:: Data supplied ::

Issue #4026, opened 2025-08-28
[TASK] Set back orchestration statefulset matching to zeebe


aabouzaid:
## Related to

Epic: https://github.com/camunda/team-distribution/issues/411
Task: https://github.com/camunda/camunda-platform-helm/issues/3455

## Overview

To avoid the need for manual steps during the upgrade from 8.7 to 8.8 with the unified setup (Orchestration), we need to change the StatefulSet matching labels back to `zeebe` (the same reason we kept the StatefulSet name `zeebe`).

## Actions

- Change [matchLabels](https://github.com/camunda/camunda-platform-helm/blob/d06cc41baae3776ec81617bf1b7b4f75b9b4cd75/charts/camunda-platform-8.8/templates/orchestration/statefulset.yaml#L15) to `zeebe` instead of `orchestration`

### Sub-tasks/PRs

- [ ] https://github.com/camunda/camunda-platform-helm/pull/4033

PR #4077, opened 2025-09-03
refactor: revert to zeebe as name for orchestration cluster

aabouzaid:

Part of: https://github.com/camunda/camunda-platform-helm/issues/4026

### What's in this PR?

We use `zeebe` as a name for The Orchestration cluster, mainly for backward compatibility with the 8.7 setup.
However, it could be confusing to have it as `zeebe` for the StatefulSet and `orchestration` for other resources.

For consistency, we use `zeebe` as the name for everything on the manifests level (not the end user level).

### DIFF
--- a/charts/camunda-platform-8.8/templates/orchestration/_helpers.tpl
+++ b/charts/camunda-platform-8.8/templates/orchestration/_helpers.tpl
@@ -4,18 +4,12 @@
 [orchestration] Create a default fully qualified app name.
 */}}
 {{- define "orchestration.fullname" -}}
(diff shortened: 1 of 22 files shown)


hamza-m-masood (approved):
Looks good. Just a small comment:
`camundaPlatform.componentFullname` should be properly camel cased:
`camundaPlatform.componentFullName`

aabouzaid:
> `componentFullname`

Good point :ok_hand: 

I will just not change it in this PR as it affects all versions (and if we did, the commit would show up in all versions' changelog).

:::

What the task asks: Your answer must be the full set of entries, copied exactly.

Reply to the exercise:
Issue #4026, opened 2025-08-28
[TASK] Set back orchestration statefulset matching to zeebe


aabouzaid:
## Related to

Epic: https://github.com/camunda/team-distribution/issues/411
Task: https://github.com/camunda/camunda-platform-helm/issues/3455

## Overview

To avoid the need for manual steps during the upgrade from 8.7 to 8.8 with the unified setup (Orchestration), we need to change the StatefulSet matching labels back to `zeebe` (the same reason we kept the StatefulSet name `zeebe`).

## Actions

- Change [matchLabels](https://github.com/camunda/camunda-platform-helm/blob/d06cc41baae3776ec81617bf1b7b4f75b9b4cd75/charts/camunda-platform-8.8/templates/orchestration/statefulset.yaml#L15) to `zeebe` instead of `orchestration`

### Sub-tasks/PRs

- [ ] https://github.com/camunda/camunda-platform-helm/pull/4033

PR #4077, opened 2025-09-03
refactor: revert to zeebe as name for orchestration cluster

aabouzaid:

Part of: https://github.com/camunda/camunda-platform-helm/issues/4026

### What's in this PR?

We use `zeebe` as a name for The Orchestration cluster, mainly for backward compatibility with the 8.7 setup.
However, it could be confusing to have it as `zeebe` for the StatefulSet and `orchestration` for other resources.

For consistency, we use `zeebe` as the name for everything on the manifests level (not the end user level).

### DIFF
--- a/charts/camunda-platform-8.8/templates/orchestration/_helpers.tpl
+++ b/charts/camunda-platform-8.8/templates/orchestration/_helpers.tpl
@@ -4,18 +4,12 @@
 [orchestration] Create a default fully qualified app name.
 */}}
 {{- define "orchestration.fullname" -}}
(diff shortened: 1 of 22 files shown)


hamza-m-masood (approved):
Looks good. Just a small comment:
`camundaPlatform.componentFullname` should be properly camel cased:
`camundaPlatform.componentFullName`

aabouzaid:
> `componentFullname`

Good point :ok_hand: 

I will just not change it in this PR as it affects all versions (and if we did, the commit would show up in all versions' changelog).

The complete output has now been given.